Estas reflexões assaltaram-me de forma acutilante ao assistir ao 18º Ciclo de Cultura Açoriana que, recentemente, teve lugar no belíssimo salão da Casa da Madeira, dirigida por pessoas que puseram o maior brio e gosto nesta jornada do espírito. Dezoito anos seguidos a organizar e realizar um ciclo de cultura por onde têm passado larguíssimas dezenas de cientistas, pensadores, escritores, artistas, artesãos, autarcas, jornalistas, homens de boa vontade que dão o melhor de si às suas Ilhas, e realizá-lo com orçamentos frugais, às vezes quase ridículos, porque orçamentos largos são em geral para as manifestações partidárias encapotadas debaixo do manto cultural estendido pelos tais intelectuais de serviço à situação política, realizar eventos nestas circunstâncias é uma tarefa dolorosa e arriscada como não se calcula. E no entanto, este Ciclo de Cultura Açoriana, de Toronto, tem sido obra de um português, Manuel Oliveira Neto, o director-proprietário do jornal on line Portugal Ilustrado. É ele um superhomem? É ele milionário? É ele um freguês da gamela partidária? Nada disso. É, apenas e só, um português que, emigrado, longe da Pátria há muitos anos, guardou consigo os valores da terra e ao transmiti-los de forma genuína, demonstra que só fala do que sabe. Um açoriano, quando emigra, leva consigo uma fita de nastro, enroladinha, com o tamanho da imagem do Senhor Santo Cristo, que coloca por dentro da roupa, junto ao coração. E não se envergonha de o dizer. Pouco depois de chegar, entra para a irmandade do Espírito Santo, faz os bodos de leite, faz os desfiles do Pentecostes, com as Coroas quinhentistas, distribui as Sopas a centenas de pessoas. E tem o maior orgulho em fazê-lo.

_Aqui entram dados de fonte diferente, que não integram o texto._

PR #6557, opened 2024-12-25
added swedish translation

TechSubham:
- [ ✅] I signed and returned the [Plone Contributor Agreement](https://plone.org/foundation/contributors-agreement), and received and accepted an invitation to join a team in the Plone GitHub organization.
- [ ✅] I verified there aren't other open [pull requests](https://github.com/plone/volto/pulls) for the same change.
- [ ✅] I followed the guidelines in [Contributing to Volto](https://6.docs.plone.org/volto/contributing/index.html).
- [ ✅] I succesfully ran [code linting checks](https://6.docs.plone.org/volto/contributing/linting.html) on my changes locally.
- [ ✅] I succesfully ran [unit tests](https://6.docs.plone.org/volto/contributing/testing.html) on my changes locally.
- [ ✅] I succesfully ran [acceptance tests](https://6.docs.plone.org/volto/contributing/acceptance-tests.html) on my changes locally.
- [ ] If needed, I added new tests for my changes.
- [ ] If needed, I added [documentation](https://6.docs.plone.org/volto/contributing/documentation.html#narrative-documentation) for my changes, either in the Storybook or narrative documentation.
- [ ✅ ] I included a [change log entry](https://6.docs.plone.org/contributing/index.html#contributing-change-log-label) in my commits.

Closes #5957

Issue #5957, opened 2024-04-14
Add Swedish translation


AndreasJonsson:
**Is your feature request related to a problem? Please describe.**
Swedish translation missing.

**Describe the solution you'd like**
Please, translation file in pull request.

stevepiercy:
@AndreasJonsson I apologize for missing this pull request from so many months ago. Thank you for your work!

Our bot mr-roboto should have notified you to sign the [Plone Contributor Agreement](https://6.docs.plone.org/contributing/index.html#contributing-sign-and-return-the-plone-contributor-agreement-label), but did not. We require that of all contributors. Would you please sign that at your earliest convenience.

Reopening to resolve properly and give credit where it is due.

stevepiercy:
Whoops, wrong browser tab. Closing again.

The PR that we closed is at https://github.com/plone/volto/pull/5958 due to no response from the @AndreasJonsson after repeated attempts.

AndreasJonsson:
> Whoops, wrong browser tab. Closing again.
> 
> The PR that we closed is at #5958 due to no response from the @AndreasJonsson after repeated attempts.

Sorry about that! I will get back to you if I eventually sign the agreement.

PR #6578, opened 2025-01-10
Revert "added swedish translation"

sneridagh:
Reverts plone/volto#6557

Reverting this PR, under the suspicion that this PR was a copy of the https://github.com/plone/volto/issues/5957
reported by @AndreasJonsson on 10/01/25. We will open an investigation to clarify the details.


stevepiercy (approved):
Approved pending outcome of investigation.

Açorianos, continentais, madeirenses, que trabalham arduamente para sustentar a família, e não enjeitam mais trabalho nas horas vagas, e aos fins de semana, para celebrarem o Senhor da Pedra, o Senhor Bom Jesus, Santa Maria dos Anjos, Nossa Senhora do Monte, Nossa Senhora de Fátima, com procissões solenes, que por vezes de tão grandes obrigam a cortar ruas em Toronto e outras cidades, e à presença da polícia motorizada, são portugueses que têm dentro de si um grande sentimento de fidelidade. Que não sabem ser portugueses sem serem fiéis à herança espiritual e cívica que receberam.
Com estes portugueses, que são povo, a Pátria pode contar. Os mesmos que estão no interior do país. Os mesmos que vivem dificuldades imensas nos bairros das grandes cidades portuguesas. Todos eles acabarão por ser o trigo a que anda misturado um certo joio que não resistirá à peneira do tempo.